Costa Group shareholders (CGC) could be forgiven for thinking they had joined the eponymous Mushroom Club.
It is Australia’s leading horticulture and global produce supplier, a company with annual sales of $1 billion. But mushroom consumption was the biggest drag on earnings in the recent first half results, down 8%. Problems with mushy raspberries also didn’t help.
Costa has a broad production base – it’s a grower, packer and marketer of fresh fruit and vegetables in Australia, China and Morocco. Fresh produce accounts for 83% of sales and 78% of EBITDA.
Domestically Costa grows berries, tomato, avocado, mushroom, citrus and grapes. International focus is on berries – China is a big market for blueberries and raspberries. And the company grows blueberries in Morocco to supply the European market.
Mushroom price rises domestically have outstripped food inflation affecting its affordability relative to other vegetables. And consumption has fallen sharply. Costa is hoping this will be reversed in the current half. Australians consume about 2.6 – 2.8 kilograms of mushrooms per year according to Horticulture Australia data. But the trend for a structural uptick in mushroom consumption is not convincing. Although veganism and healthier eating may help, at the margin.
So what has created the perfect storm in the mushroom market? Mushrooms are one of the most expensive vegetable products on a per kg basis and consumers will contemplate other vegetables when times are tough. Prices for mushrooms have increased over 20% in three years according to Horticulture Australia data, most other vegetables are up 1%-9% over the same time.
Costa is the 800 pound gorilla in the mushroom market with close to 40% production. Retailers have pushed for alternative sources of supply. And it demonstrates that delicate balance between supermarkets using contract growers and accessing wholesale markets as vegetable prices oscillate. As mushroom prices stabilise it is possible in the coming 6-12 months margins will be restored. But it will be a slow process. Costa expects mushroom sales for FY20 to be in the vicinity of $211 million at an average price of $7.20 a kg.
The Australian vegetable industry had a gross value of production of around $3.45 billion in 2016-17, roughly in line with its average value over the past 20 years. It represents a little over six per cent of the total value of Australian agricultural production.
Over 90 per cent of all fresh vegetables sold in Australian supermarkets are grown in Australia, with the few imports covering vegetables with production windows that are restricted to small growing seasons, like asparagus and garlic.

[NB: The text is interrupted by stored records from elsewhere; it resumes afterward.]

PR #686, opened 2019-09-27
Feat/select input consistency

KrisKnabel:
Select Updates to conform to Input

To view this build go to: http://rei-cedar-components-demo.s3-website-us-west-2.amazonaws.com/#/selects

Known Issues:

Firefox: 
  - Dotted outline does not match up to border
  - Prompt styling affects options before selection is made, then is normal

Internet Explorer/Edge
  - Same prompt styling issue as Firefox
  - FIXED ~~V-Model not updating selection(Fixing this now)~~


KrisKnabel:
Fixed IE v-model issue.

KrisKnabel:
Fixed Linter space complaint.  This should be ready for review.

src/components/select/styles/vars/CdrSelect.vars.scss
```diff
@@ -1,69 +1,207 @@
...
+
+@mixin cdr-select-helper-text-mixin() {
+  @include cdr-select-helper-text-text-mixin;
+
+  color: $cdr-select-helper-text-color;
+  padding-left: $cdr-select-helper-text-pl;
+  padding-top: $cdr-select-helper-text-pt;
+}
+
+// $cdr-select-base-font-size: 16px;
```
lancetharper: Is there any reason to keep all of this commented out stuff?

src/components/select/CdrSelect.jsx
```diff
@@ -65,98 +75,73 @@ export default {
...
+      const vm = this;
+      return Object.assign(
+        {},
+        this.$listeners,
+        {
+          input(event) {
+            if (vm.multiple) {
+              const optArr = toArray(event.target.options);
+              const selected = optArr.filter(o => o.selected === true).map(o => o.value);
+              vm.$emit('input', selected);
```
lancetharper: missing emitting the event in a couple places (and unit tests for these new events)

lancetharper (changes requested):

src/components/select/styles/vars/CdrSelect.vars.scss
KrisKnabel: Not anymore, I will remove these comments.

src/components/select/CdrSelect.jsx
KrisKnabel: Good callout on the missing unit tests.  I will add some.

KrisKnabel: What places/scenarios do you think the event emitting is missing?

src/components/select/CdrSelect.jsx
```diff
@@ -65,98 +75,73 @@ export default {
...
+
+              // Deprecated Event
+              vm.$emit('change', selected, event);
```
lancetharper, line 98: @KrisKnabel Like here. Emit the `value` (selected), and the `event`

src/components/select/CdrSelect.jsx
KrisKnabel: I think what you are asking is to pass through the original event object.  I looked at how Cole refactored the Input component, and she did not attach the event object.  I then looked at the Vue docs: https://vuejs.org/v2/guide/components-custom-events.html  they also don't attach the event object.  I guess adding the original event object won't hurt and could be useful.

src/components/select/CdrSelect.jsx
KrisKnabel: Attached original event object

src/components/select/CdrSelect.jsx
lancetharper: Yeah it's probably not a big deal, I just think we're just better off having it in there now rather than someone discovering they need/want it later and us having to make an update (or push it to the next release)

src/components/select/CdrSelect.jsx
lancetharper: Sweet, don't forget to update the emitted events docs to include it! 👍

lancetharper (approved):

PR #689, opened 2019-10-08
Restore unit test coverage

lancetharper:
- No longer need to use built cedar.js (test against source files)
- Code coverage per file ~(and requires 100% lines covered)~
- some cleanup of old files and now unused packages
- ~update unit tests (or ignore  if unimportant) to restore 100% line coverage~
- update unit tests with jest snapshots
- add codecov support (using rei-cedar github account)

There is probably additional cleanup that can be done in babel and rollup since we just use `jest` now and don't use the `BABEL_ENV` stuff anymore but the e2e tests still set `NODE_ENV` to 'test' so I didn't want to touch those right now.


src/components/breadcrumb/CdrBreadcrumb.jsx
```diff
@@ -16,13 +16,16 @@ export default {
     items: {
       type: Array,
       default: () => [],
+      /* istanbul ignore next */
```
cowills: what are these ignores about?

lancetharper: Ignoring the validator function. We can keep them if wanted but since they don't actually do anything for the functionality of a component I didn't think it mattered to test them.

cowills: i think it would be better to lower the coverage reqs than ignore lines of code. (also...shouldn't this validator function run at least once in one of the tests? like if you instantiate a breadcrumb with an items array in one of the tests that should make this line "covered")

mhewson (approved):

src/components/accordion/__tests__/CdrAccordion.spec.js
```diff
@@ -1,6 +1,5 @@
-import { shallowMount } from '@vue/test-utils';
-import { CdrAccordion } from 'distdir/cedar.js';
-import sinon from 'sinon';
+import { shallowMount, mount } from '@vue/test-utils';
```
KrisKnabel, line 1: I'm assuming the new snapshot tests need { mount ) imported?  Seems like all the tests are using shallowMount instead.

lancetharper: I don't think _all_ of them do, but `mount` will render children and stuff so it's safer to just use it everywhere to make sure that the snapshot is complete.

cowills (approved):

PR #693, opened 2019-10-11
fix(select): fix caret icon to show disabled styling

KrisKnabel:
Caret icon is not showing disabled, this change fixes the caret icon to display properly when
disabled.  Pointed out by the Cedar Designers and they requested the fix.


src/components/select/styles/vars/CdrSelect.vars.scss
```diff
@@ -167,3 +167,19 @@ $cdr-select-helper-text-pt: $cdr-space-quarter-x;
   padding-left: $cdr-select-helper-text-pl;
   padding-top: $cdr-select-helper-text-pt;
 }
+
+/* caret */
+@mixin cdr-select-base-caret-mixin() {
+  fill: $cdr-color-icon-primary-lightmode;
```
cowills: you need to create variables for all these properties if you're going to map these like this. It's fine to just leave this CSS un-mapped instead.

lancetharper (dismissed):

cowills (changes requested):

src/components/select/styles/vars/CdrSelect.vars.scss
KrisKnabel: When you say variables, are you referring to Cedar Component Variables?

cowills: the `vars.scss` files are the component variables. if you aren't going to map each of these values to a variable then you should just keep these changes in the main scss file for select

KrisKnabel: I see what you mean now.  Sorry for the confusion.  I was looking at the code above the comment, not below, and wondering if you were referring to running `npm run build:variables`.

KrisKnabel: Updated the select caret style properties to map to SCSS variables.

KrisKnabel:
Added Unit Test to cover Cedar Select Caret Disabled state.

KrisKnabel:
Closing as PR 696 resolves the need for this.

Potatoes are by far the biggest vegetable commodity grown in Australia by volume, with over 1.3 million tonnes of potatoes grown followed by tomatoes, carrots, onions and head lettuce. Many of the other most valuable vegetable crops in Australia also reflect an overall higher price per tonne, rather than a value supported by weight of production, such as mushrooms ($396 million), leafy salad vegetables ($304 million) and broccoli/baby broccoli ($229 million).
Costa’s forecast EBIT is around $102 million for FY20. Which suggests Net Profit after Tax of $65 million and Earnings per Share (EPS) of 20 cents. Dividend payout is estimated around 50-60 %, – at the low end of the scale because of the capex debt load the company is carrying.
The upside Costa’s product base is berries. And the company is an agricultural stock subjected to market pricing vagaries. But as Costa builds a presence in larger overseas market some of the geographical earnings risk is diminished.
Berry revenue rose 12% with blackberries contributing more than half the growth. North Queensland blueberries and the larger Arana premium berry (20-25% of blueberry hectares) also made a greater contribution. This reduces exposure to the commoditized blueberry harvest in northern NSW where pricing is more competitive. Given blackberries are only 5% of the company’s hectares, they have made a larger contribution given the time of the year they are harvested. Costa has said that blackberries will reach 52-week supply in FY20e.
Costa’s maintainable earnings are in the immediate vicinity of around 22 cents rising to around 27 cents in FY21. On that basis with earnings growth of about 10% pa the stock is trading on a forecast P/E of around 12 times. Which is a little low. A P/E of around 15 looks more appropriate with a price target of around $4.20.
The size and scale of the Australian vegetable market, plus its use of technology best practices to increase yield and production potentially makes it subject to scrutiny from overseas buyers. Witness the furore and somewhat ridiculous prices Chinese companies are paying for organic Australian baby milk producers like Bellamy’s.
The overseas production arm of Costa I think adds to its attraction to an Asian buyer. And I suspect there might be one or two corporate opportunities emerge in the not-too-distant future for Costa. One of these may be to substantially reduce debt by a strategic placement to an Asia buyer. And in one of these situations the stock could head back to its previous highs of $6.00. But wait for the earnings momentum to build. Indeed, it seems all the bad news is in the Costa share price
Now who is for another spoonful of brussel sprouts with dinner tonight!